2区・僕の十月

 ……やはり、出雲駅伝のエントリーに僕の名前はなかった。補欠にさえも。


 出雲駅伝は42.6キロ、6区間。単純に6で割れば7.1キロだ。

 その距離に対応できるスピードのない人間が走れる舞台じゃない。実際、部内に僕より5000mのタイムで上回る人間が22人、10000mのタイムで上回る人間が18人いる。スタミナに任せて最初から全速力でかっ飛ばそうとしても、相手がそれ以上に速くちゃ何の意味もない。相手を潰す前に、タスキを渡されてしまう。

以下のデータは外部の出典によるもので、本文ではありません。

PR #2463, opened 2024-10-18
Release v8.0.0

jtherrmann:
Before merging:

- [x] https://github.com/ASFHyP3/hyp3-srg/pull/57
- [x] Drain job queues for prod deployments
- [x] Revert changes to the `hyp3-multi-burst-sandbox` deployment (it may still be useful for multi-burst development)
- [x] Validate all changes
- [x] Regression testing
- [x] Fix the compute envs bug described below.


apps/render_cf.py
```diff
@@ -11,35 +12,245 @@ def snake_to_pascal_case(input_string: str):
...
+        for name in compute_envs_from_file:
+            assert name != 'Default'
+            if name in compute_env_names:
+                raise ValueError(
+                    f'Compute envs must have unique names but the following is defined more than once: {name}.'
+                )
+            compute_env = compute_envs_from_file[name]
+            compute_env['name'] = name
+            compute_envs.append(compute_env)
+            compute_env_names.add(name)
```
jtherrmann, line 227: This results in all of the compute envs defined in `job_spec/config/compute_environments.yml` getting added to the `compute_envs` list, so they get created in all deployments, even if those compute envs were not actually imported in any of the job specs in the `job_types` list.

jtherrmann: We may also want to add unit tests for this function (and probably some of the other render functions too).

AndrewPlayer3 (dismissed):

AndrewPlayer3 (approved):

PR #2465, opened 2024-10-18
Compute Envs Must be Imported to Render

AndrewPlayer3:


job_spec/config/compute_environments.yml
```diff
@@ -1,9 +1,33 @@
+# Compute Environments that are shared between multiple jobs and/or steps should be defined here,
```
AndrewPlayer3, line 1: This is a bit out-of-place here, but I think its valuable. We can remove it whenever we properly document job spec syntax.

Makefile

 インカレでの柏崎の凄まじいばかりの走りを目の当たりにした僕は、柏崎に負けじとまでは思わないにせよ少しはスピードも身につけなければいけないと思いそちらの練習にも努める事にした。けれど、そんなのはみんなやっている事であり、当然の如く差が詰まるものではない。僕はテレビで出雲駅伝を見る事になった。




優勝 太平洋大学 2時間10分7秒

2位 徳政大学

3位 稲田大学

4位 甲斐学院大学

5位 天道大学 2時間11分59秒




 ……思わず絶句してしまった。

 あんなに速いはずの天道大が5位、しかも去年より50秒近くタイムを落としての。惨敗と言わざるを得ない。

「何が名誉挽回だ、これぞまさしく汚名挽回だ!」

 大木監督はそう選手たちを怒鳴り付けたらしい。箱根の汚名を「返上」するための戦いだったはずのこの出雲が、去年から3つも順位を落としての惨敗ではお話にならない。箱根の汚名を「挽回」してしまったも同然である。

 しかも5位と言っても最終の6区で順位を上げた結果で、5区終了時点ではまだ8位だったのである。アンカーの1年生、久保の走りは素晴らしかったけど………。

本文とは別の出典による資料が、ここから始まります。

PR #2501, opened 2024-11-22
Add job spec for opera-disp-tms

forrestfwilliams:


job_spec/OPERA_DISP_TMS.yml
```diff
@@ -0,0 +1,79 @@
...
+          description: End of secondary date range to generate a tile map for (%Y%m%d)
+          type: string
+          minLength: 8
+          maxLength: 8
+          example: 20200814
+  cost_profiles:
+    DEFAULT:
+      cost: 1.0
+  validators:
+    - check_bounds_formatting
```
jtherrmann, line 59: We had added the [`check_bounds_formatting`](https://github.com/ASFHyP3/hyp3/blob/develop/apps/api/src/hyp3_api/validation.py#L143) validator for use by [`SRG_TIME_SERIES`](https://github.com/ASFHyP3/hyp3/blob/develop/job_spec/SRG_TIME_SERIES.yml). It looks like the `minlon minlat maxlon maxlat` ordering is compatible with the validator, but keep in mind the validator also allows for passing `0.0, 0.0, 0.0, 0.0` bounds, which has a special meaning for `SRG_TIME_SERIES` but may not be applicable for this job type, but perhaps we don't mind allowing `0.0, 0.0, 0.0, 0.0` bounds for this job type anyway?

job_spec/OPERA_DISP_TMS.yml
```diff
@@ -0,0 +1,79 @@
...
+          minLength: 8
+          maxLength: 8
+          example: 20200101
+      end_date:
+        api_schema:
+          description: End of secondary date range to generate a tile map for (%Y%m%d)
+          type: string
+          minLength: 8
+          maxLength: 8
+          example: 20200814
```
jtherrmann, line 54: There's an extra level of indentation here:
```suggestion
  parameters:
    tile_type:
      api_schema:
        description: Type of tile map to create
        type: string
        minLength: 8
        maxLength: 15
        enum:
          - displacement
          - secant_velocity
          - velocity
        example: displacement
    bounds:
      api_schema:
        description: Integer bounds in format (minlon minlat maxlon maxlat)
        type: array
        minItems: 4
        maxItems: 4
        example:
          - -121
          - 38
          - -120
          - 39
    orbit_direction:
      api_schema:
        description: Orbit direction of data
        type: string
        minLength: 9
        maxLength: 10
        enum:
          - ascending
          - descending
        example: descending
    start_date:
      api_schema:
        description: Start of secondary date range to generate a tile map for (%Y%m%d)
        type: string
        minLength: 8
        maxLength: 8
        example: 20200101
    end_date:
      api_schema:
        description: End of secondary date range to generate a tile map for (%Y%m%d)
        type: string
        minLength: 8
        maxLength: 8
        example: 20200814
```

job_spec/OPERA_DISP_TMS.yml
forrestfwilliams: Yeah that's an edge case I'm OK with for this job.

job_spec/OPERA_DISP_TMS.yml
forrestfwilliams: Thanks for the suggestions Jake!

 新聞や雑誌の人たちは去年の優勝チームである甲斐学院や箱根の王者である太平洋を差し置いて今年も天道を本命に挙げていた。


「箱根駅伝はまさかの惨敗も、チーム力はやはりナンバーワン。新戦力の久保も可能性を感じさせる走りで、結局勝利への最短距離にいるのは天道か」

「太平洋大は去年箱根を優勝に導いた4年生が大分卒業したのが不安。確かに柏崎は好調とは聞こえているが柏崎1人で勝てるか?」

「甲斐学院の香川監督は去年の優勝は天道他有力校の油断による産物、今年はそううまく行くものではないと語っていた」


 ……とか言っていたのに。下馬評なんて当てにならない物だって事はよくわかっているけど、それにしたって目を覆わずにいられない。

 太平洋の柏崎が1区で、徳政の関田が3区で区間賞を取り合っていかんなくその力を見せ付けたのに対し、天道の深野先輩は1区で区間9位のブレーキ。1区に注ぎ込んだエースがこの有様では、天道に勝ちがあるはずもない。

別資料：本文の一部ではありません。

PR #2566, opened 2025-01-22
Containerized deployment environment

### LINKED ISSUE #2551: Verify Python==3.13 when running `make build`
Per the README, when manually building/deploying HyP3, the user needs to make sure they're running Python v3.13 when pip installing the lambda dependencies:

> - Install Python dependencies for AWS Lambda functions (requires pip for python 3.13)
> ```
> make build
> ```

Missing this step and building with a different version of python can lead to import or runtime errors when the lambda functions run after being deployed.

It should be simple to assert `python --version` starts with `3.13` within the `make build` target itself, to prevent this error up front in the future.

https://github.com/ASFHyP3/hyp3/blob/develop/Makefile#L17

Alex-Lewandowski:
This PR is intended to simplify the HyP3 deployment process by organizing build parameters into a `.env` and providing a Docker image configured to deploy Lambdas with Python3.13 runtimes via CloudFormation. 

Closes #2551 

There is nothing included in this PR that prevents deploying HyP3 in the way maintainers always have, but it adds opt-in convenience. An example use-case is deploying HyP3 from a Mac, where iOS-specific Python package binaries may be incompatible with the AWS Lambda runtime.

- Instructions updated in `README.md`
- `hyp3.example` is a template used to create a deployment-specific `hyp3.env` file containing all build parameters as environment variables. Some vars are required and some are optional. CloudFormation will use default parameters for optional env vars that are commented or have empty values in `hyp3.env`. `hyp3.env` has been added to `.gitignore` to help prevent pushing semi-sensitive info to a public repo.
- `Dockerfile` defines an image built off of `amazon/aws-lambda-python:3.13`, installs make and awscli, and copies in the hyp3 dir
- `Makefile` updates:
  - All targets marked PHONY (since none produce output named for the target)
  - New make targets:
    - `image`: Creates an image from `Dockerfile`
    - `shell`: Runs a /bin/bash shell on the image, mounts the hyp3 dir, and pulls in user's AWS creds for the AWS_DEFAULT_PROFILE, as defined in `hyp3.env`, or defaults to the `default` profile. Assumes the user has AWS configured with a profile matching their provided AWS_DEFAULT_PROFILE.
    - `package`: Packages the CloudFormation template
    - `deploy`: Deploys HyP3 with CloudFormation
    - `help`: Lists all targets and their descriptions. Provides instructions for deploying with make
    - `clean`: Added removal of the deployment image if it is present, Docker is installed, and Docker Engine is running

To deploy with a deployment image:
1. Configure a `hyp3.env` 
2. `make image`
3. `make shell`
4. `make install`
5. `make build`
6. `make package`
7. `make deploy`

To do it the old way:
1. Set up your local deployment environment
2. `make install`
3. `make build`
4. Manually run `aws cloudformation package ...`
5. Manually run `aws cloudformation deploy ...`


hyp3.example
jhkennedy, line 1: In the .gitignore, this is named `hyp3.env.example` so we should probably rename the file.

I'll have to think about where this should live a little, but I'm inclined to put it in the docs directory if it's an example...

README.md
```diff
@@ -61,52 +63,55 @@ Review the parameters in [cloudformation.yml](apps/main-cf.yml) for deploy time
 
 ### Deploy with CloudFormation
```
jhkennedy, line 65: It might be worth a note/admonishion here to say that manual deployments should only be done to temporary deploymetns, otherwise, they should be hooked into our CI/CD infrastructure... 

I'll think on that a little.

Makefile
```diff
@@ -25,39 +86,120 @@ build: render
...
+.PHONY: package
+package: ## Run 'make install && make build', and package CloudFormation artifacts
+	aws cloudformation package \
+		--template-file ./apps/main-cf.yml \
+		--s3-bucket "$$ARTIFACT_BUCKET_NAME" \
+		--output-template-file packaged.yml; \
+
+
+.PHONY: deploy
+deploy: ## Deploy HyP3 with AWS CloudFormation
```
jhkennedy, line 171: I think these might deprecate [.github/actions/deploy-hyp3](https://github.com/ASFHyP3/hyp3/tree/develop/.github/actions/deploy-hyp3). Though that may require writing a `.env` file as part of deployment...

jhkennedy (commented):
Overall, I like this! I haven't done an extensive review, but did jot down some thoughts for discussion.

Dockerfile
```diff
@@ -0,0 +1,17 @@
...
+
+RUN mkdir /hyp3
+WORKDIR /hyp3
+
+COPY . /hyp3/
+
+RUN python3 -m pip install --no-cache-dir --upgrade wheel && \
+    python3 -m pip install --no-cache-dir awscli
+
+ENTRYPOINT ["/bin/bash"]
```
jhkennedy, line 17:
```suggestion
ENTRYPOINT ["/bin/bash"]

```

Makefile
```diff
@@ -11,10 +13,69 @@ DISABLE_PRIVATE_DNS = ${PWD}/apps/disable-private-dns/src
...
+DOCKER_RUN = docker run --rm -it \
+	--env-file $(ENV_FILE) \
+	-v ~/.aws/:/root/.aws/:ro \
+	-v /tmp/aws-cli-cache:/root/.aws/cli/cache \
+	-v ${PWD}:/hyp3/ \
+	-e AWS_ACCESS_KEY_ID -e AWS_SECRET_ACCESS_KEY \
+	-e AWS_DEFAULT_PROFILE \
+	-e AWS_DEFAULT_REGION \
+	-e AWS_DEFAULT_ACCOUNT \
+	${DEPLOY_ENV_IMAGE_NAME}:latest
```
jhkennedy, line 41:
```suggestion
	${DEPLOY_ENV_IMAGE_NAME}:latest
```
I'm not sure we'll want to use the latest tag here, or a specific version number...

Makefile
```diff
@@ -25,39 +86,120 @@ build: render
...
+			[REQUIRED_SURPLUS]="RequiredSurplus" \
+			[SECRET_ARN]="SecretArn" \
+			[SUBNET_IDS]="SubnetIds" \
+			[SYSTEM_AVAILABLE]="SystemAvailable" \
+			[VPC_ID]="VpcId" \
+		); \
+		for var in "$${!PARAMS[@]}"; do \
+			value="$${!var}"; \
+			[ -n "$$value" ] && PARAM_OVERRIDES="$$PARAM_OVERRIDES $${PARAMS[$$var]}=$$value"; \
+		done; \
```
jhkennedy, line 198: This seems a little overly complex for me compared to:
https://github.com/ASFHyP3/hyp3/blob/develop/.github/actions/deploy-hyp3/action.yml#L112-L135

And looks like it doesn't handle these special cases:
https://github.com/ASFHyP3/hyp3/blob/develop/.github/actions/deploy-hyp3/action.yml#L93-L106

hyp3.example
Alex-Lewandowski: Good catch!

Makefile
Alex-Lewandowski: As this is currently organized, for the manual deployment workflow, build parameters are provided in `hyp3.env`, and not all are required. They are loaded as env vars when running the image. Any unused optional parameters end up as env vars with empty string values. This bit of code in the `deploy` target only adds parameter overrides for env vars with valid string values. The unused optional parameters are not included in the overrides and so defaults from the CF template will be used instead. 

In the CICD deployment workflow, it looks like all the parameters are defined in `deploy-*.yml`, some of which are retrieved from GitHub secrets. 

So, for CICD, by the time the deployment action is run, all the needed parameter overrides are known so you can hardcode which to include in the CF deploy command. When deploying from a local environment, I have to check which parameters were actually set in `hyp3.env` and only include those in the overrides. Otherwise, I would provide some of the parameter overrides values as empty strings, breaking the deployment.

jtherrmann:
My only concern with this PR is that it adds another method of deploying HyP3, when I'd prefer to see us standardize around one approach, preferably sticking to an infrastructure-as-code approach.

I'm not a fan of the [deployment section in our README](https://github.com/ASFHyP3/hyp3#deployment) because it recommends deploying from the command-line, while most of our actual deployments consist of a GitHub environment + GitHub Actions deployment workflow. For example, our https://hyp3-opera-disp-sandbox.asf.alaska.edu deployment consists of a [`hyp3-opera-disp-sandbox`](https://github.com/ASFHyP3/hyp3/settings/environments/4679251322/edit) GitHub environment and a [`deploy-opera-disp-sandbox.yml`](https://github.com/ASFHyP3/hyp3/blob/develop/.github/workflows/deploy-opera-disp-sandbox.yml) deployment workflow.

I typically adapt the steps from our [New HyP3 Enterprise deployment](https://github.com/ASFHyP3/.github-private/wiki/New-HyP3-Enterprise-deployment) wiki article whenever I set up a new deployment (regardless of whether it's an enterprise deployment), but I'd propose moving some version of those steps into the HyP3 README.

I know that @asjohnston-asf and maybe others have favored deploying from the command-line as shown in our README, which is understandable since it's a quick way of getting a deployment up and running, but I'd prefer that not be our standard recommended approach, since I'd rather all long-lived HyP3 deployments be managed via git / GitHub.

But that's just my opinion, I don't think we ever reached consensus on this within the HyP3 team.

jhkennedy:
> My only concern with this PR is that it adds another method of deploying HyP3, when I'd prefer to see us standardize around one approach, preferably sticking to an infrastructure-as-code approach.

I agree with this, and we shouldn't do manual deployments. Maybe even more so now that multiple teams will be working on it. 

In particular, HyP3 currently has an unwritten contract that all deployments are always up to date, so Vertex and the SDK only have to work with the latest version of HyP3. Keeping everything in IaC facilitates that and following the same processes ensures that every HyP3 deployment is listed here:
https://github.com/ASFHyP3/hyp3/settings/environments

If we start changing that contract, we're going to need to be a whole lot better about reporting version numbers and checking for compatibility. 

> I'm not a fan of the [deployment section in our README](https://github.com/ASFHyP3/hyp3#deployment) ... 
> I typically adapt the steps from our [New HyP3 Enterprise deployment](https://github.com/ASFHyP3/.github-private/wiki/New-HyP3-Enterprise-deployment) wiki

Same on the README! We should document how we want HyP3 to be deployed there, so the wiki article should be moved largely to the README. Unfortunately, that wiki is private, so @Alex-Lewandowski couldn't have followed it even if he wanted to since he's not in this org yet. 

I expect there are a ton of places where Tools shared knowledge and SoPs will need to be written down and exposed for multi-team development of HyP3.

README.md
jhkennedy: more thoughts around this in this comment:
https://github.com/ASFHyP3/hyp3/pull/2566#issuecomment-2613451411

jhkennedy:
All that said, I do like: using docker to build out deployment packages. This potentially avoids some hard-to-resolve edge cases, especially around linking.

I do, however,  like potentially dropping the custom github action so all of the "what you do with this repo" stuff is described in the makefile, but  I don't really want to support `.env` files for the environment variables to discourage non IaC deployments.

Alex-Lewandowski:
>I'd prefer to see us standardize around one approach, preferably sticking to an infrastructure-as-code approach.

I agree with this 100%. I much prefer standardizing around an IoC approach. I took a naive pass at deploying HyP3 based on the README and tried to add a little automation to that process, but there is no need to reinvent a squarer, less performant wheel.

My goal is to walk through the process of deploying HyP3 following the standardized process and pass on what I learn to the rest of the Services team. Can I have access to the [HyP3 Enterprise deployment wiki](https://github.com/ASFHyP3/.github-private/wiki/New-HyP3-Enterprise-deployment)?

It sounds like you already have a documented IoC approach with GitHub actions in place so most of this PR can go away. We could also convert it to a draft and use it for a README update based on the wiki. I'd love to step through it and help identify any areas that might be confusing to someone new to the HyP3 backend.

jhkennedy:
> Can I have access to the [HyP3 Enterprise deployment wiki](https://github.com/ASFHyP3/.github-private/wiki/New-HyP3-Enterprise-deployment)?

@Alex-Lewandowski , yep, working on it!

 それでも、天道は2区以降も参加校中1、2を争うタイムのランナーを並べていた。1区がダメでも2区以降いくらでも挽回するチャンスは残されているはずだった。しかし、いくらやっても順位が上がって来ない。区間6位・7位・9位・7位じゃ当たり前だが、実はこの4人、5000mの持ちタイム順で並べると1位・3位・3位・2位なのだ。

 それがいざ駅伝となるとこの結果、情けないなどと言う次元では済まされない話だ。深野先輩の遅れを取り返そうとして、みんな慌ててしまったのだろうか。外野である僕が言っても、最初から暴走するような僕が言っても詮無い事だけど、一番悪いパターンだ。かつての天道ならば絶対にしなかった失敗、それをやってしまったのだ。大木監督の堪忍袋の緒が切れるのも無理がなかっただろう。


 無論、僕とて天道の部員として責任がない訳ではない。次こそは何とかしなければならない、全日本こそは何とかしなければならない。もちろん、僕が選ばれるのかと言う事については全くの別物であるが。と思っていたら

「伊勢路のアンカーをやってくれ」

 は?何ですって?出雲から帰って来るなり大木監督は僕にとんでもない事を言い出した。

「大丈夫だ、何とかお前までに2分開かせる」

 そして大木監督は僕に有無を言わせなかった。太平洋大のアンカーは、どう考えても柏崎しかいない。僕に柏崎と勝負せよと言うのだろうか。他にいないのだろうか、いや他にいないからこそ僕に頼んだのだろうが、それにしてもな話である。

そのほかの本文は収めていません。